• **Source records**
====
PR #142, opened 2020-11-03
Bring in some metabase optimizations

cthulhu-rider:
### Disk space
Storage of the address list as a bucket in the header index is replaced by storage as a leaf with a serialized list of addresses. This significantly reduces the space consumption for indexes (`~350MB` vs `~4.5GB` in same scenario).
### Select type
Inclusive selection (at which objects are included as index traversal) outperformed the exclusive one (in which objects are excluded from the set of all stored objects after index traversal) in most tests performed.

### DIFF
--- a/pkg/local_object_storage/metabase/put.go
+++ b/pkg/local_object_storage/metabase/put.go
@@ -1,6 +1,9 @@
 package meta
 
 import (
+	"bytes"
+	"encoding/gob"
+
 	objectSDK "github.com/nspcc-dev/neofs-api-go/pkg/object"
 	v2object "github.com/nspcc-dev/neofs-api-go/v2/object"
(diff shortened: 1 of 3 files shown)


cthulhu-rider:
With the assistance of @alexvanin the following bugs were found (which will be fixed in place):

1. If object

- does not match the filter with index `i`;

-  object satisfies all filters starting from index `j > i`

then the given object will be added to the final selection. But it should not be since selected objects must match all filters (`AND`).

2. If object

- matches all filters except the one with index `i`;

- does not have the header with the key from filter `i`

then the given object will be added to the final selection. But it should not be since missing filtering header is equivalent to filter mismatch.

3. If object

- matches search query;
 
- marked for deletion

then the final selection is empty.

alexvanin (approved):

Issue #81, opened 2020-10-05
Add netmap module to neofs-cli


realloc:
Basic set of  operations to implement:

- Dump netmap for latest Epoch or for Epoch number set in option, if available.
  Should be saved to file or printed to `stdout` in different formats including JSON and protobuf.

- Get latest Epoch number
====
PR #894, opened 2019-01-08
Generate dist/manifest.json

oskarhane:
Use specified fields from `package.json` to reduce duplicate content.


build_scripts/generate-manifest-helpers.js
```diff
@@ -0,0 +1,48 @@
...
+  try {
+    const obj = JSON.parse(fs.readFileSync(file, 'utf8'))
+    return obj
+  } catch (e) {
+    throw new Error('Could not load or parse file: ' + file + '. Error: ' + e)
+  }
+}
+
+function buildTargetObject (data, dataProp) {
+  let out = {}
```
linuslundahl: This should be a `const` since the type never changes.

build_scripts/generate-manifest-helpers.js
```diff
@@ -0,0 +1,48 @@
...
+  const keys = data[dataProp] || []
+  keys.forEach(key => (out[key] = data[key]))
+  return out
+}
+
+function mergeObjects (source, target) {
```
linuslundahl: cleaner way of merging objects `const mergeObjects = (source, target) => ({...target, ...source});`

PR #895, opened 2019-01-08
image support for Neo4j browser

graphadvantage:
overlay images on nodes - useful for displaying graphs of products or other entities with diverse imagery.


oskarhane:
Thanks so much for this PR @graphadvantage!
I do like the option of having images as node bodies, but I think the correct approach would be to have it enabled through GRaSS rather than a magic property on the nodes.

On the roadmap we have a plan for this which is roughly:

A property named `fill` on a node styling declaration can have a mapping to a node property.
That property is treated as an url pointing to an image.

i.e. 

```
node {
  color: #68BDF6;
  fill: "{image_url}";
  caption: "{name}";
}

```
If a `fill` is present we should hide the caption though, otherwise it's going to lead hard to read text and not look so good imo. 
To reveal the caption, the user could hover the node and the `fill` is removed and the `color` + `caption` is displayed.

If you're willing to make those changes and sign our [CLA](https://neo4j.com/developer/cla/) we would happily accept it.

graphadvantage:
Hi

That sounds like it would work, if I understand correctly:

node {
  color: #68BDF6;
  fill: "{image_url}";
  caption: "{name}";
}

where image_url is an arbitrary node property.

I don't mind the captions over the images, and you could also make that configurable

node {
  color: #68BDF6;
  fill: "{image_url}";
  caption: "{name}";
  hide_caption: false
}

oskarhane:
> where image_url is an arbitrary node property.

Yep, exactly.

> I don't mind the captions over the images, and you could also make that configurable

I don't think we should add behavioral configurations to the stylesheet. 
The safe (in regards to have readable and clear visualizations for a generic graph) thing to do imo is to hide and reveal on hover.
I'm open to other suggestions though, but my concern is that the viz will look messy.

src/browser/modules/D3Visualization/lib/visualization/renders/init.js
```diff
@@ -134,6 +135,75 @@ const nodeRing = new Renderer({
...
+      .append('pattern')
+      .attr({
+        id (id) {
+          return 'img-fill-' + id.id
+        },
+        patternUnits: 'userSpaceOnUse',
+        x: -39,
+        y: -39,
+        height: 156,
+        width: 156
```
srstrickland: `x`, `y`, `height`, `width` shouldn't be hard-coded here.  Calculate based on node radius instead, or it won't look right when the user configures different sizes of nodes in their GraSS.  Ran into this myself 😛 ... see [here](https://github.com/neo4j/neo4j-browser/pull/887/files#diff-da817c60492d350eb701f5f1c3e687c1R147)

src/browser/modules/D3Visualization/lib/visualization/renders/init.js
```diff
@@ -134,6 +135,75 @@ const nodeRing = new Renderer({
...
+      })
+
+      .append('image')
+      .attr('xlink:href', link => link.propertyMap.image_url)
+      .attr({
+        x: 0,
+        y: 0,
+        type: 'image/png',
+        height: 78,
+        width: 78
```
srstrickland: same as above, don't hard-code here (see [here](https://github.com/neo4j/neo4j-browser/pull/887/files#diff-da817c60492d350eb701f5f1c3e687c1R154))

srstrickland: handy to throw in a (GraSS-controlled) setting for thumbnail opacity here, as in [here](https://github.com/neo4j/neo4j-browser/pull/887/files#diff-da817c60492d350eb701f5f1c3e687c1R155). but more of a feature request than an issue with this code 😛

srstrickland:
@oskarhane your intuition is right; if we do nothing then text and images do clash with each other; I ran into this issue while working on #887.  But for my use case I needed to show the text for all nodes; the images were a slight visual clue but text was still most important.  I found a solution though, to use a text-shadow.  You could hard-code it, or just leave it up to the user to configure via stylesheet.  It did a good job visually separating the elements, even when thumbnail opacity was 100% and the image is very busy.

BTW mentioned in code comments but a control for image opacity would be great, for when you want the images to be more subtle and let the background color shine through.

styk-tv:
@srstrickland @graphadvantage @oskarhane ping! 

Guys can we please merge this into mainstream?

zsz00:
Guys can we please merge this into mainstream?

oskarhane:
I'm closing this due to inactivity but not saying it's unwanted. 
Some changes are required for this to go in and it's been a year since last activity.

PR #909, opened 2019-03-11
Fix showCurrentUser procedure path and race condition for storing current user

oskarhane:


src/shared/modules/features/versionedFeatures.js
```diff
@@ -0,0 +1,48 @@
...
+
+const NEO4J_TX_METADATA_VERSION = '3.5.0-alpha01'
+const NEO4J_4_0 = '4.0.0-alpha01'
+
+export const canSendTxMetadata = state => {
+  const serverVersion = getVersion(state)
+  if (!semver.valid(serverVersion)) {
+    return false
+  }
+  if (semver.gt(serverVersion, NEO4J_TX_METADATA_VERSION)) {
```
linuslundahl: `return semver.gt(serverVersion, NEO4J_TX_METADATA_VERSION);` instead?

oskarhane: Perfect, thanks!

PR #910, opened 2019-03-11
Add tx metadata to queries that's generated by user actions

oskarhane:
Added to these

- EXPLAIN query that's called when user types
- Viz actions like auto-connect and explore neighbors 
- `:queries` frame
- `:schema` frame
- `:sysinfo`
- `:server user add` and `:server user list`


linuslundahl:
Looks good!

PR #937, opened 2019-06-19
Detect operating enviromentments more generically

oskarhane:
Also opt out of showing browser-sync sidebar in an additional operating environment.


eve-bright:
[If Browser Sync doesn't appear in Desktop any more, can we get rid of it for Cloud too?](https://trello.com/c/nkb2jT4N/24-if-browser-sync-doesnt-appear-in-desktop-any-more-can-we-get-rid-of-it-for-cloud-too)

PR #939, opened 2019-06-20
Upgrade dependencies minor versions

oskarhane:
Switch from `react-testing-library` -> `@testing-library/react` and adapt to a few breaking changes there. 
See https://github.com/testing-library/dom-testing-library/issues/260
====
• **What to do**
Among the entries above, the line containing "- does not have", the line containing "- Get latest Epoch number", and all lines between them are to be restated word for word; nothing else belongs in the reply.

• **The answer**
- does not have the header with the key from filter `i`

then the given object will be added to the final selection. But it should not be since missing filtering header is equivalent to filter mismatch.

3. If object

- matches search query;
 
- marked for deletion

then the final selection is empty.

alexvanin (approved):

Issue #81, opened 2020-10-05
Add netmap module to neofs-cli


realloc:
Basic set of  operations to implement:

- Dump netmap for latest Epoch or for Epoch number set in option, if available.
  Should be saved to file or printed to `stdout` in different formats including JSON and protobuf.

- Get latest Epoch number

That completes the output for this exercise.